L’héritage de Satoshi Nakamoto

Par souci de simplicité, nous supposerons que Satoshi Nakamoto était une personne et puisque Satoshi est un nom masculin en japonais, nous supposerons qu’il est un homme. Je mettrais Satoshi au même niveau que les grands penseurs et philosophes du passé. Compte tenu de ce que Satoshi a créé, je l’envisage comme un polymathe et un érudit. Nous savons qu’il devait avoir une compréhension claire des principes mathématiques et cryptographiques, mais il devait connaître les aspects économiques, sociétaux, philosophiques et psychologiques de la société. Je suppose qu’il comprenait l’histoire des sociétés du passé, leurs créations et leurs chutes. Il devait connaître les obstacles que les dirigeants de la société placent pour maintenir le statu quo. La création de Satoshi, Bitcoin, était et est une excellente idée. Peu de gens nient la beauté du plafond de 21 millions et la nature déflationniste du bitcoin, les fonctions de sécurité et le contournement de la finance héritée grâce à l’idée géniale de la garde personnelle. Mais arrêtons-nous un instant et respirons profondément. Je pense, comme beaucoup d’autres, que la plus grande partie et fonctionnalité qui a été introduite dans Bitcoin était la nature pseudonyme de Satoshi Nakomato et la décentralisation de Bitcoin.

Satoshi Nakamoto laissant son identité cachée – quelle merveilleuse fonctionnalité. Merci Satoshi Nakamoto d’avoir fait cela. Je voulais réfléchir et essayer de trouver une période ou un cas dans le temps où les idées étaient présentées sous un pseudonyme. Je me souviens qu’à l’époque des écrits d’Isaac Newton, il y avait une pratique consistant à publier une idée ou un article scientifique sous un pseudonyme. La raison en était, naturellement, que les lecteurs se concentraient sur l’idée plutôt que sur l’auteur. Publier sous son vrai nom peut invoquer une attaque contre l’auteur plutôt que contre l’idée. Cela a concentré le discours public sur les mérites de l’idée réelle. Satoshi devait savoir cela à propos de la société. Il savait que les ramifications sociétales potentielles de cette idée étaient énormes et que son identité entraverait le discours public.

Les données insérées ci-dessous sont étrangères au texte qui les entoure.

Issue #248, opened 2021-07-27
findBSP is not run in actions


atsju:
There is a file tests/bsp/CMakeLists.txt but it's not executed by actions. 
It needs review and update to have all families before running.

PR #283, opened 2022-02-04
MP1 support

Inujel:
This is still very much a work in progress. 

I create the PR because I'd like to discuss a few points before going further 🙂. 

Could you please give me some feedback about the comments below? 
Thank you very much!


Inujel:
As observed [here](https://github.com/ObKo/stm32-cmake/pull/186#issuecomment-834422794), there are no repositories for the CMSIS and HAL drivers for the MP1.

Here's what I did in `utilities.cmake`:
```cmake
# A CMSIS or HAL driver can specify 'cube' as version number to indicate that the driver is taken from the Cube repository
set(STM32_FETCH_FAMILIES       F0      F1      F2      F3      F4       F7      G0      G4      H7       L0      L1      L4      L5     MP1    U5     WB      WL    )
set(STM32_FETCH_CUBE_VERSIONS  v1.11.2 v1.8.4  v1.9.3  v1.11.2 v1.26.1  v1.16.1 v1.4.1  v1.4.0  v1.9.0   v1.12.0 v1.10.3 v1.17.0 v1.4.0 1.5.0  v1.0.0 v1.12.0 v1.1.0)
set(STM32_FETCH_CMSIS_VERSIONS v2.3.5  v4.3.3  v2.2.5  v2.3.5  v2.6.6   v1.2.6  v1.4.0  v1.2.1  v1.10.0  v1.9.1  v2.3.2  v1.7.1  v1.0.4 cube   v1.0.0 v1.9.0  v1.1.0)
set(STM32_FETCH_HAL_VERSIONS   v1.7.5  v1.1.8  v1.2.7  v1.5.5  v1.7.12  v1.2.9  v1.4.1  v1.2.1  v1.10.0  v1.10.4 v1.4.4  v1.13.0 v1.0.4 cube   v1.0.0 v1.9.0  v1.1.0)
```
Is that ok?

Inujel:
I changed 
```
FetchContent_GetProperties(${CMSIS_NAME_L} POPULATED CMSIS_POPULATED)
if(NOT CMSIS_POPULATED)
		set(FETCHCONTENT_QUIET FALSE) # To see progress
		FetchContent_Populate(${CMSIS_NAME})
endif()
```
and similar to
```
FetchContent_MakeAvailable(${CMSIS_NAME})
```

Because
1. It's advised by the [CMake doc](https://cmake.org/cmake/help/latest/module/FetchContent.html)
2. There was a bug when `stm32_fetch_cube` was called multiple times from different scopes. After the first call:
	- `STM32_CUBE_${FAMILY}_PATH` is not set because we're in another scope (so the `continue()` path is not taken)
	- `FetchContent_Populate` is not called a second time, so `${CUBE_NAME_L}_SOURCE_DIR` is not set
	- `STM32_CUBE_${FAMILY}_PATH` is set to an empty string in the parent scope
	Using `FetchContent_MakeAvailable` always sets `${CUBE_NAME_L}_SOURCE_DIR`

Inujel:
Regarding this:
```md
CMSIS creates the following targets:

* `CMSIS::STM32::<FAMILY>` (e.g. `CMSIS::STM32::F4`) - common includes, compiler flags and defines for family
* `CMSIS::STM32::<TYPE>` (e.g. `CMSIS::STM32::F407xx`) - common startup source for device type, depends on `CMSIS::STM32::<FAMILY>`
* `CMSIS::STM32::<DEVICE>` (e.g. `CMSIS::STM32::F407VG`) - linker script for device, depends on `CMSIS::STM32::<TYPE>`

So, if you don't need linker script, you can link only `CMSIS::STM32::<TYPE>` library and provide your own script using `stm32_add_linker_script` function
```

### About the startup file
[CMSIS provides stm32mp15?axx.s and stm32mp15?cxx.s files](https://github.com/STMicroelectronics/STM32CubeMP1/tree/1.5.0/Drivers/CMSIS/Device/ST/STM32MP1xx/Source/Templates/gcc) but no stm32mp15?dxx.s nor stm32mp15?fxx.s (I have no clue why). 
It also provides a stm32mp15xx.s file which seems to be compatible for all MP15 devices (could you give me your opinion on this?). 

I think we can simply use stm32mp15xx.s for all MP15 devices, making `CMSIS::STM32::<TYPE>` targets redundant


### About the linker script
I think that the linker script should be managed differently for the MP1 devices because instead of having a FLASH and a RAM, they have a retention RAM, and 4 RAM sections that are configurable : [STM32MP15 RAM mapping](https://wiki.st.com/stm32mpu/wiki/STM32MP15_RAM_mapping).

This is important because the developer must ensure that the RAM layout used by the linker script matches the device tree used on the A7 side.

All MP15 have the same amount of RAM.

I think that
 - There's only sense in configuring the linker per target. There's no use having `CMSIS::STM32::<DEVICE>` targets.
 - We should provide a linker script generator that takes the sizes of the RAM sections in input and support 3 use cases :
    1. Default RAM geometry:
        ```cmake
        add_executable(blinky main.cpp)
        target_link_libraries(blinky PRIVATE CMSIS::STM32::MP1::M4 CMSIS::STM32::MP1::M4::DefaultLinkerScript)
        ```
    2. Custom RAM geometry with generated linker script:
        ```cmake
        add_executable(blinky main.cpp)
        stm32_make_mp1_linker_script(BLINKY_LINKER_SCRIPT ...<ram geometry description>)
        target_link_libraries(blinky PRIVATE CMSIS::STM32::MP1 BLINKY_LINKER_SCRIPT)
        ```
    3. Custom linker script:
        ```cmake
        add_executable(blinky main.cpp)
        target_link_libraries(blinky PRIVATE CMSIS::STM32::MP1)
        stm32_add_linker_script(blinky PRIVATE my_linker_script.ld)
        ```
 
The linker script for MP1 devices is quite different from what's produced by `linker_ld.cmake`, so I think it should be easier to write another generator.

### Conclusion about targets
I don't see any point in having targets other than `CMSIS::STM32::MP1::CM4`, they will all do the exact same thing in the end.

cmake/stm32/utilities.cmake
```diff
@@ -44,10 +44,11 @@ endfunction()
...
-set(STM32_FETCH_CMSIS_VERSIONS v2.3.5  v4.3.3  v2.2.5  v2.3.5  v2.6.6   v1.2.6  v1.4.0  v1.2.1  v1.10.0  v1.9.1  v2.3.2  v1.7.1  v1.0.4 v1.0.0 v1.9.0  v1.1.0)
-set(STM32_FETCH_HAL_VERSIONS   v1.7.5  v1.1.8  v1.2.7  v1.5.5  v1.7.12  v1.2.9  v1.4.1  v1.2.1  v1.10.0  v1.10.4 v1.4.4  v1.13.0 v1.0.4 v1.0.0 v1.9.0  v1.1.0)
+# A CMSIS or HAL driver can specify 'cube' as version number to indicate that the driver is taken from the Cube repository
+set(STM32_FETCH_FAMILIES       F0      F1      F2      F3      F4       F7      G0      G4      H7       L0      L1      L4      L5     MP1    U5     WB      WL    )
+set(STM32_FETCH_CUBE_VERSIONS  v1.11.2 v1.8.4  v1.9.3  v1.11.2 v1.26.1  v1.16.1 v1.4.1  v1.4.0  v1.9.0   v1.12.0 v1.10.3 v1.17.0 v1.4.0 1.5.0  v1.0.0 v1.12.0 v1.1.0)
+set(STM32_FETCH_CMSIS_VERSIONS v2.3.5  v4.3.3  v2.2.5  v2.3.5  v2.6.6   v1.2.6  v1.4.0  v1.2.1  v1.10.0  v1.9.1  v2.3.2  v1.7.1  v1.0.4 cube   v1.0.0 v1.9.0  v1.1.0)
+set(STM32_FETCH_HAL_VERSIONS   v1.7.5  v1.1.8  v1.2.7  v1.5.5  v1.7.12  v1.2.9  v1.4.1  v1.2.1  v1.10.0  v1.10.4 v1.4.4  v1.13.0 v1.0.4 cube   v1.0.0 v1.9.0  v1.1.0)
```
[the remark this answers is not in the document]
atsju: Pleas note : I did delete your commentsand create comments so that I can answer to each post with history

As for the modification, I did not look into detail but yes seems fine.

cmake/stm32/utilities.cmake
```diff
@@ -94,62 +106,55 @@ function(stm32_fetch_cube)
             continue()
         endif()
         
-		FetchContent_GetProperties(${CUBE_NAME} POPULATED CUBE_POPULATED)
-        if(NOT CUBE_POPULATED)
-            set(FETCHCONTENT_QUIET FALSE) # To see progress
-            FetchContent_Populate(${CUBE_NAME})
-        endif()
-        
+		FetchContent_MakeAvailable(${CUBE_NAME})
```
atsju, line 109: Original comment from @Inujel 
I changed 
```
FetchContent_GetProperties(${CMSIS_NAME_L} POPULATED CMSIS_POPULATED)
if(NOT CMSIS_POPULATED)
		set(FETCHCONTENT_QUIET FALSE) # To see progress
		FetchContent_Populate(${CMSIS_NAME})
endif()
```
and similar to
```
FetchContent_MakeAvailable(${CMSIS_NAME})
```

Because
1. It's advised by the [CMake doc](https://cmake.org/cmake/help/latest/module/FetchContent.html)
2. There was a bug when `stm32_fetch_cube` was called multiple times from different scopes. After the first call:
	- `STM32_CUBE_${FAMILY}_PATH` is not set because we're in another scope (so the `continue()` path is not taken)
	- `FetchContent_Populate` is not called a second time, so `${CUBE_NAME_L}_SOURCE_DIR` is not set
	- `STM32_CUBE_${FAMILY}_PATH` is set to an empty string in the parent scope

Using `FetchContent_MakeAvailable` always sets `${CUBE_NAME_L}_SOURCE_DIR`

atsju: You seem to have worked on the subject. I do not see any drawback, just ensure the example are still building.
It's good work 👍

cmake/FindCMSIS.cmake
```diff
@@ -218,9 +223,17 @@ foreach(COMP ${CMSIS_FIND_COMPONENTS_FAMILIES})
...
         string(TOLOWER ${DEVICE} DEVICE_L)
         string(TOLOWER ${TYPE} TYPE_L)
+
+        set(STARTUP_NAMES startup_stm32${TYPE_L}.s startup_stm32${TYPE_L}${CORE_Ucm}.s)
+        if(${FAMILY} STREQUAL "MP1")
+            # There are stm32mp15?axx.s and stm32mp15?cxx.s files but no stm32mp15?dxx.s nor stm32mp15?fxx.s. No idea why.
+            # I think that stm32mp15xx.s should be compatible with all stm32mp15 devices anyway.
+            # This might need refinement if devices other stm32mp15 are released.
+            list(APPEND STARTUP_NAMES startup_stm32mp15xx.s)
+        endif()
```
atsju, line 233: Original comment from @Inujel 
Regarding this:
```md
CMSIS creates the following targets:

* `CMSIS::STM32::<FAMILY>` (e.g. `CMSIS::STM32::F4`) - common includes, compiler flags and defines for family
* `CMSIS::STM32::<TYPE>` (e.g. `CMSIS::STM32::F407xx`) - common startup source for device type, depends on `CMSIS::STM32::<FAMILY>`
* `CMSIS::STM32::<DEVICE>` (e.g. `CMSIS::STM32::F407VG`) - linker script for device, depends on `CMSIS::STM32::<TYPE>`

So, if you don't need linker script, you can link only `CMSIS::STM32::<TYPE>` library and provide your own script using `stm32_add_linker_script` function
```

### About the startup file
[CMSIS provides stm32mp15?axx.s and stm32mp15?cxx.s files](https://github.com/STMicroelectronics/STM32CubeMP1/tree/1.5.0/Drivers/CMSIS/Device/ST/STM32MP1xx/Source/Templates/gcc) but no stm32mp15?dxx.s nor stm32mp15?fxx.s (I have no clue why). 
It also provides a stm32mp15xx.s file which seems to be compatible for all MP15 devices (could you give me your opinion on this?). 

I think we can simply use stm32mp15xx.s for all MP15 devices, making `CMSIS::STM32::<TYPE>` targets redundant


### About the linker script
I think that the linker script should be managed differently for the MP1 devices because instead of having a FLASH and a RAM, they have a retention RAM, and 4 RAM sections that are configurable : [STM32MP15 RAM mapping](https://wiki.st.com/stm32mpu/wiki/STM32MP15_RAM_mapping).

This is important because the developer must ensure that the RAM layout used by the linker script matches the device tree used on the A7 side.

All MP15 have the same amount of RAM.

I think that
 - There's only sense in configuring the linker per target. There's no use having `CMSIS::STM32::<DEVICE>` targets.
 - We should provide a linker script generator that takes the sizes of the RAM sections in input and support 3 use cases :
    1. Default RAM geometry:
        ```cmake
        add_executable(blinky main.cpp)
        target_link_libraries(blinky PRIVATE CMSIS::STM32::MP1::M4 CMSIS::STM32::MP1::M4::DefaultLinkerScript)
        ```
    2. Custom RAM geometry with generated linker script:
        ```cmake
        add_executable(blinky main.cpp)
        stm32_make_mp1_linker_script(BLINKY_LINKER_SCRIPT ...<ram geometry description>)
        target_link_libraries(blinky PRIVATE CMSIS::STM32::MP1 BLINKY_LINKER_SCRIPT)
        ```
    3. Custom linker script:
        ```cmake
        add_executable(blinky main.cpp)
        target_link_libraries(blinky PRIVATE CMSIS::STM32::MP1)
        stm32_add_linker_script(blinky PRIVATE my_linker_script.ld)
        ```
 
The linker script for MP1 devices is quite different from what's produced by `linker_ld.cmake`, so I think it should be easier to write another generator.

### Conclusion about targets
I don't see any point in having targets other than `CMSIS::STM32::MP1::CM4`, they will all do the exact same thing in the end.

Inujel: Alirght! Thanks for the review.

Inujel:
It looks like for the MP1, CMSIS is dependant on HAL : [system_stm32mp1xx.c includes stm32mp1xx_hal.h](https://github.com/STMicroelectronics/STM32CubeMP1/blob/817e844fa791a34cf67df8100345f2a7382373d7/Drivers/CMSIS/Device/ST/STM32MP1xx/Source/Templates/system_stm32mp1xx.c#L48)

CMSIS cannot be used without HAL for the MP1. I don't think that stm32-cmake should do anything special about it. 
The CMSIS test cannot succeed. I remove MP1 from the default list and add a warning about it.
```
if(NOT TEST_FAMILIES)
    set(TEST_FAMILIES F0 F1 F2 F3 F4 F7 G0 G4 H7 L0 L1 L4 L5 U5 WB WL)
endif()

if("MP1" IN_LIST TEST_FAMILIES)
    message(WARNING "CMSIS for MP1 devices requires HAL, this test is expected to fail for the MP1 family")
endif()
```

Inujel:
Hi @atsju

It's ready to be reviewed.

cmake/stm32/common.cmake
```diff
@@ -205,6 +210,8 @@ function(stm32_get_memory_info)
         set(FLASH "32K")
     elseif(SIZE_CODE STREQUAL "8")
         set(FLASH "64K")
+    elseif(SIZE_CODE STREQUAL "A")
```
atsju, line 213: I think this is not completely correct. all size codes are incorrect for MP1 family. It must be managed explicitly and not just removing a warning.

cmake/FindCMSIS.cmake
```diff
@@ -72,21 +77,27 @@ function(cmsis_generate_default_linker_script FAMILY DEVICE CORE)
     stm32_get_memory_info(FAMILY ${FAMILY} DEVICE ${DEVICE} CORE ${CORE} HEAP SIZE HEAP_SIZE)
     stm32_get_memory_info(FAMILY ${FAMILY} DEVICE ${DEVICE} CORE ${CORE} STACK SIZE STACK_SIZE)
```
atsju, line 78: this should all be included in the `if MP1` as you won't use the information for creating the ld script

cmake/stm32/mp1.cmake
```diff
@@ -0,0 +1,26 @@
+set(STM32_MP1_TYPES 
+    MP151Axx MP151Cxx MP151Dxx MP151Fxx
+    MP153Axx MP153Cxx MP153Dxx MP153Fxx 
+    MP157Axx MP157Cxx MP157Dxx MP157Fxx)
+
```
atsju, line 5: look at F3 family. If I remember correctly this must match the existing startup scripts

cmake/stm32/utilities.cmake
```diff
@@ -90,66 +102,59 @@ function(stm32_fetch_cube)
...
     foreach(FAMILY ${ARGV})
-        set(HAL_NAME STM32-HAL-${FAMILY})
-        string(TOLOWER ${HAL_NAME} HAL_NAME_L)
-        
-        if(STM32_HAL_${FAMILY}_PATH)
-            message(INFO "STM32_HAL_${FAMILY}_PATH specified, skipping fetch for ${HAL_NAME}")
-            continue()
+        if(STM32_USE_HAL_FROM_CUBE_${FAMILY})
+            stm32_fetch_cube(${FAMILY})
+            message("Cube fetched for ${FAMILY} at ${STM32_CUBE_${FAMILY}_PATH}")
```
atsju, line 145: Please also add the message for CMSIS to stay coherent
```suggestion
            message(STATUS "Cube fetched for ${FAMILY} at ${STM32_CUBE_${FAMILY}_PATH}")
```

tests/fetch/CMakeLists.txt
```diff
@@ -2,7 +2,7 @@ cmake_minimum_required(VERSION 3.16)
 set(CMAKE_TOOLCHAIN_FILE ${CMAKE_CURRENT_SOURCE_DIR}/../../cmake/stm32_gcc.cmake)
 
 if(NOT TEST_FAMILIES)
-    set(TEST_FAMILIES F0 F1 F2 F3 F4 F7 G0 G4 H7 L0 L1 L4 L5 U5 WB WL)
+    set(TEST_FAMILIES F0 F1 F2 F3 F4 F7 G0 G4 H7 L0 L1 L4 L5 MP1 U5 WB WL)
```
atsju, line 5: hal and bsp are not tested for MP1 family ?

tests/cmsis/CMakeLists.txt
```diff
@@ -5,6 +5,10 @@ if(NOT TEST_FAMILIES)
     set(TEST_FAMILIES F0 F1 F2 F3 F4 F7 G0 G4 H7 L0 L1 L4 L5 U5 WB WL)
 endif()
 
+if("MP1" IN_LIST TEST_FAMILIES)
+    message(WARNING "CMSIS for MP1 devices requires HAL, this test is expected to fail for the MP1 family")
+endif()
```
atsju, line 10: Can you please share what is failing ? Just for my understanding

cmake/FindBSP.cmake
```diff
@@ -288,7 +288,7 @@ foreach(COMP ${BSP_FIND_COMPONENTS})
     string(TOLOWER ${COMP} COMP_L)
     string(TOUPPER ${COMP} COMP_U)
     
-    string(REGEX MATCH "^STM32([FGHLUW][0-9BL])([0-9A-Z][0-9M][A-Z][0-9A-Z])?_?(M0PLUS|M4|M7)?.*$" COMP_U ${COMP_U})
+    string(REGEX MATCH "^STM32([FGHLMUW]P?[0-9BL])([0-9A-Z][0-9M][A-Z][0-9A-Z])?_?(M0PLUS|M4|M7)?.*$" COMP_U ${COMP_U})
```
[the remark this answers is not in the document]
Inujel: Done

cmake/FindCMSIS.cmake
```diff
@@ -218,9 +229,17 @@ foreach(COMP ${CMSIS_FIND_COMPONENTS_FAMILIES})
         stm32_get_chip_type(${FAMILY} ${DEVICE} TYPE)
         string(TOLOWER ${DEVICE} DEVICE_L)
         string(TOLOWER ${TYPE} TYPE_L)
+
+        set(STARTUP_NAMES startup_stm32${TYPE_L}.s startup_stm32${TYPE_L}${CORE_Ucm}.s)
+        if(${FAMILY} STREQUAL "MP1")
+            # There are stm32mp15?axx.s and stm32mp15?cxx.s files but no stm32mp15?dxx.s nor stm32mp15?fxx.s. No idea why.
+            # I think that stm32mp15xx.s should be compatible with all stm32mp15 devices anyway.
+            # This might need refinement if devices other stm32mp15 are released.
+            list(APPEND STARTUP_NAMES startup_stm32mp15xx.s)
```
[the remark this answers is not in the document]
Inujel: Sorry about that. I remember changing it. I guess I screwed up something when committing 😅 .
This is fixed.

I admit that I did not understand everything about types and families.
I will look into `stm32_get_chip_type`, but can you tell me what feels wrong to you?

cmake/FindCMSIS.cmake
```diff
@@ -72,21 +77,27 @@ function(cmsis_generate_default_linker_script FAMILY DEVICE CORE)
...
-            -DRAM_SHARE_SIZE="${RAM_SHARE_SIZE}" 
-            -DSTACK_SIZE="${STACK_SIZE}" 
-            -DHEAP_SIZE="${HEAP_SIZE}" 
-            -DLINKER_SCRIPT="${OUTPUT_LD_FILE}"
-            -P "${STM32_CMAKE_DIR}/stm32/linker_ld.cmake"
-    )
+    if(${FAMILY} STREQUAL MP1)
+        add_custom_command(OUTPUT "${OUTPUT_LD_FILE}"
+            COMMAND ${CMAKE_COMMAND}
+                -E copy ${STM32_CMAKE_DIR}/stm32/mp15xx.ld ${OUTPUT_LD_FILE})
```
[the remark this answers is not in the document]
Inujel: Ok, done!

cmake/stm32/common.cmake
Inujel: There's no flash on the MP1 family. The only size code is "A" and I though that's what it meant. Don't you agree?
I did not put that there just to remove a warning. 

To me, this part just don't apply for the MP1 family.

cmake/stm32/mp1.cmake
Inujel: That would mean that a STM32F157F chip would be of STM32C157 type? Is this really what we want?

tests/cmsis/CMakeLists.txt
Inujel: This is because `system_stm32mp1xx.c` (in CMSIS) includes `stm32mp1xx_hal.h` without a `#ifdef USE_HAL_DRIVER` guard.

cmake/stm32/utilities.cmake
Inujel: Ok

cmake/stm32/mp1.cmake
atsju: from my understanding yes this is what we want. The "type" corresponds to linker script type. Type reflects the peripherals only. While same chip exists with different size and package it doesn't impact the type

tests/cmsis/CMakeLists.txt
atsju: thanks.
I opened https://github.com/STMicroelectronics/STM32CubeMP1/pull/12 to ST as this is a n issue on their side from my point of view. So bad they have no "issue" tab for MP1 series. In the meantime I agree to let the warning

cmake/stm32/common.cmake
atsju: in STM32G473RE the E is the size code. 
Please also have a look at datasheet. From my point of view, MP1 has no such thing as a size_code.
maybe you should do same as L1 family (see `stm32l1_get_memory_info`) to return always 0. 
All these information makes me think a modification is needed.
image

cmake/FindCMSIS.cmake
Inujel: Done

tests/fetch/CMakeLists.txt
Inujel: Fixed

cmake/FindCMSIS.cmake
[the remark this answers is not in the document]
atsju: as discussed previously the correct startup could be used instead the generic one.

cmake/FindCMSIS.cmake
```diff
@@ -218,9 +235,17 @@ foreach(COMP ${CMSIS_FIND_COMPONENTS_FAMILIES})
         stm32_get_chip_type(${FAMILY} ${DEVICE} TYPE)
         string(TOLOWER ${DEVICE} DEVICE_L)
         string(TOLOWER ${TYPE} TYPE_L)
+
+        set(STARTUP_NAMES startup_stm32${TYPE_L}.s startup_stm32${TYPE_L}${CORE_Ucm}.s)
+        if(${FAMILY} STREQUAL "MP1")
+            # stm32mp15?dxx.s uses stm32mp15?axx.s
+            # stm32mp15?fxx.s uses stm32mp15?cxx.s
+            string(REPLACE "dxx" "axx" STARTUP_NAMES ${STARTUP_NAMES})
+            string(REPLACE "fxx" "cxx" STARTUP_NAMES ${STARTUP_NAMES})
```
atsju, line 244: this is not what I expected. If I'm correct it will work out of the box once you correct the "type" thing in `MP1.cmake`

atsju:
We are almost done. Seems very promising.

cmake/stm32/mp1.cmake
Inujel: Ok!

cmake/FindCMSIS.cmake
Inujel: Understood!

Inujel:
There's still something wrong in the fetch test but I can't reproduce it on my machine. I'm searching...

cmake/stm32/devices.cmake
```diff
@@ -1095,12 +1095,18 @@ set(STM32_ALL_DEVICES
...
+    MP151DA
+    MP151FA
+    MP153AA
+    MP153CA
+    MP153DA
+    MP153FA
+    MP157AA
+    MP157CA
+    MP157DA
+    MP157FA
```
atsju, line 1109: this is strange regarding datasheet but correct regarding the current STM32cmake implementation. This is also what made you use the A as size code... 
Is it possible to put MP151C instead MP151CA or will it break everything ?If it breaks, it's OK to leave as is.

cmake/stm32/mp1.cmake
```diff
@@ -0,0 +1,31 @@
+set(STM32_MP1_TYPES 
+    MP151Axx MP151Cxx
+    MP153Axx MP153Cxx 
+    MP157Axx MP157Cxx)
+
+set(STM32_MP1_TYPE_MATCH
+    "MP151[AD]A.?" "MP151[CF]A.?"
```
atsju, line 7: I have a slight preference for this :
```suggestion
    "MP151[AD]..?" "MP151[CF]..?"  
```
But regarding previous comment it might be better to leave as is 👍

atsju (approved):
For me this is good to merge. If you feel like BSP will be fixed later then remove it from the tests so that it doesn't fail .
I let you fix the fetch also.

@Hish15 we will need your review for this

After merge will open an issue for BSP test not working and CMSIS test that needs ST correction.

cmake/stm32/devices.cmake
Inujel: > If you feel like BSP will be fixed later then remove it from the tests so that it doesn't fail 
We probably need to remove the H7, WL and WB families as well then, they also fail in the same way.
The BSP test is not executed in the github actions.

> This is also what made you use the A as size code..
Yep :)

> Is it possible to put MP151C instead MP151CA or will it break everything ?
It will break because I used 
```cmake
set(STM32_MP1_TYPE_MATCH
     "MP151[AD]A.?" ...
```
But I don't mind at all changing to "MP151[AD](A.?)?", I agree that it'd be better.

atsju: > We probably need to remove the H7, WL and WB families as well then, they also fail in the same way.

I didn't see they fail silently. So we can let them this way (and there is already #248 to remember it. Add info there if necessary)

> But I don't mind at all changing to MP151[AD](A.?)?, I agree that it'd be better.

If we both agree it would be better please go ahead :relaxed:

Inujel: Done!

cmake/FindHAL.cmake
```diff
@@ -359,6 +378,7 @@ foreach(COMP ${HAL_FIND_COMPONENTS_FAMILIES})
                                                     STM32::${FAMILY}${CORE_C} 
                                                     CMSIS::STM32::${FAMILY}${CORE_C})
         target_include_directories(HAL::STM32::${FAMILY}${CORE_C} INTERFACE "${HAL_${FAMILY}${CORE_U}_INCLUDE}")
+        target_compile_definitions(HAL::STM32::${FAMILY}${CORE_C} INTERFACE USE_HAL_DRIVER)
```
Hish15, line 381: What is `USE_HAL_DRIVER` ?

atsju: Indeed, it's not needed if user includes `stm32${FAMILY_L}xx_hal.h`
It's only use is to include this file through file `Drivers\CMSIS\Device\ST\STM32MP1xx\Include\stm32${FAMILY_L}xx.h`

Inujel: Yes indeed, it seems to be a mistake. I remove it.

Hish15 (approved):
Good job!

atsju:
Yes well done! This was not an easy task and you were not the first trying out.
Also you asked good questions and had excellent proposals. Thank you.

Inujel:
Thanks for your kind words!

Je souhaite conclure mes réflexions sur l’aspect le plus puissant de la création de Satoshi, à savoir la nature décentralisée du réseau Bitcoin. Vous avez peut-être déjà eu cela avant de lire cet article. Ou du moins je l’ai remarqué dans les premières parties de cet article, où j’évoquais l’importance de la décentralisation comme étant un net positif pour la société. Avec le recul, c’est évident maintenant, mais ce n’était pas tellement en 2017 lors du débat proposé sur la taille des blocs plus importants. Ce que je n’avais pas réalisé, pour qu’une grande idée le reste, la décentralisation doit en faire partie. La libre pensée, l’alphabétisation, l’imprimerie, la démocratie, les ordinateurs, Internet et Bitcoin sont toutes de bonnes idées, mais sans une composante décentralisée de l’idée sous-jacente, elles n’iront probablement pas loin. La technologie Blockchain est une excellente idée et le bitcoin l’a capturée. Le bitcoin peut-il durer 100, 200, 500, 1000 ans ? Personne ne sait. Ce dont je suis un peu confiant, c’est que si une nouvelle idée se présente qui est meilleure que le bitcoin, ce sera probablement une technologie qui n’existe pas actuellement, et elle aura une composante décentralisée. Je pense que le plus grand avantage net de l’idée de Satoshi est que toutes les grandes idées qui changent la société doivent avoir la décentralisation comme composante inhérente et essentielle.

Ceci est un article invité par Saleh Isam. Les opinions exprimées sont entièrement les leurs et ne reflètent pas nécessairement celles de BTC, Inc. ou Bitcoin Magazine.